Diese objektiven Tatsachen sprechen deutlich dafür, dass das Bauerntum gar keinen Grund hat, die revolutionäre Opposition zu verlassen, um in das Ordnungslager überzutreten. Umgekehrt, je mehr der Druck der gutsherrlichen Reaktion steigt, die nach ihrem Belieben die Politik des Absolutismus lenkt, eine desto größere Intensität muss die revolutionäre Energie des Bauerntums erleiden, bis wenigstens die elementaren Bedingungen einer normalen kapitalistischen Entwicklung des Landes geschaffen sein werden. So sehen wir denn, dass zugleich mit der Dumaauflösung Bauernunruhen in einer ganzen Reihe von Gouvernements ausgebrochen sind und die Gutshöfe wieder einmal in Rauch aufgehen.

Die Erfahrung mit der zweiten Duma zeigt aufs Neue, dass es aus den verworrenen sozialen und politischen Verhältnissen Russlands keinen Ausweg aus dem Boden des gesetzgeberischen Kompromisses gibt.

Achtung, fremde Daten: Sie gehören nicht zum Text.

PR #238, opened 2021-02-05
Fix non-exhaustive patterns in 'unsafeSqlAggregateFunction'

arthurxavierx:
Got the following error when using `unsafeSqlAggregateFunction`:
```
An exception has occurred: src/Database/Esqueleto/PostgreSQL.hs:94:30-50: Non-exhaustive patterns in lambda
```

This PR fixes the problem.

---

After submitting your PR:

Die Duma bildete die Arena für den Kampf zwischen dem Liberalismus und der Sozialdemokratie um den Einfluss auf die Bauernmassen. In diesem Kampf erlitt der Liberalismus wieder eine verhängnisvolle Niederlage: es zeigte sich, dass der Boden der konstitutionellen Vereinbarung, den zu beschreiten er das Volk lockte, nur in der Einbildung der liberalen Illusionäre existiert. Die Auflösung der Duma ist der schlagende Beweis der Geschichte für die Unvermeidlichkeit einer offenen revolutionären Auseinandersetzung. Wenn der Liberalismus schon bei den letzten Wahlen das Visier seines Helmes lüften musste, um seine antirevolutionäre Fratze zu zeigen, und gezwungen war, in den „reifen" Schichten der Bevölkerung seine Stützen zu suchen, so wird er jetzt endgültig auf eine Wirkung auf die Volksmasse verzichten und folglich seiner geschichtlichen Rolle entsagen müssen.

Nicht der Liberalismus steht zwischen der zarischen Reaktion und dem Volke, sondern die Armee. Die Revolution stellt wieder in nackter Form die Frage: Auf welcher Seite sind die Bajonette der bäuerlichen Armee? Aber zugleich mit den Bauernunruhen zeigen die letzten Militärmeutereien auf den zwei Panzerschiffen in Sewastopol und unter den Pionieren in Kiew, in welcher Richtung sich die Ereignisse entwickeln werden. Die Stimmung der Armee kann aber nicht durch eine Enquete ermittelt werden, sie kann nur zutage treten in einem neuen revolutionären Aufstand der Volksmassen. Die Zeit und die Formen der kommenden Ereignisse jetzt bestimmen zu wollen, wäre eine unfruchtbare Beschäftigung. Bis jetzt hat die elementare Gewalt der Revolution uns noch immer überrascht durch ihre schöpferische Kraft und ihren Reichtum an Mitteln. Nicht wir, sondern sie schuf den revolutionären Kräften einen Ausweg; nicht wir, sondern sie zeigte den Weg zu den Organisationsformen des Kampfes. Ihre Kraft ist nicht erschöpft, sie ist gestiegen, sie birgt in ihrem Schoße noch größere Kämpfe als die bisherigen, größere Kampfesmittel, größere Probleme, größere Möglichkeiten – die Gefahr, die wir laufen, ist nicht die, sie zu überschätzen, sondern die, sie zu unterschätzen.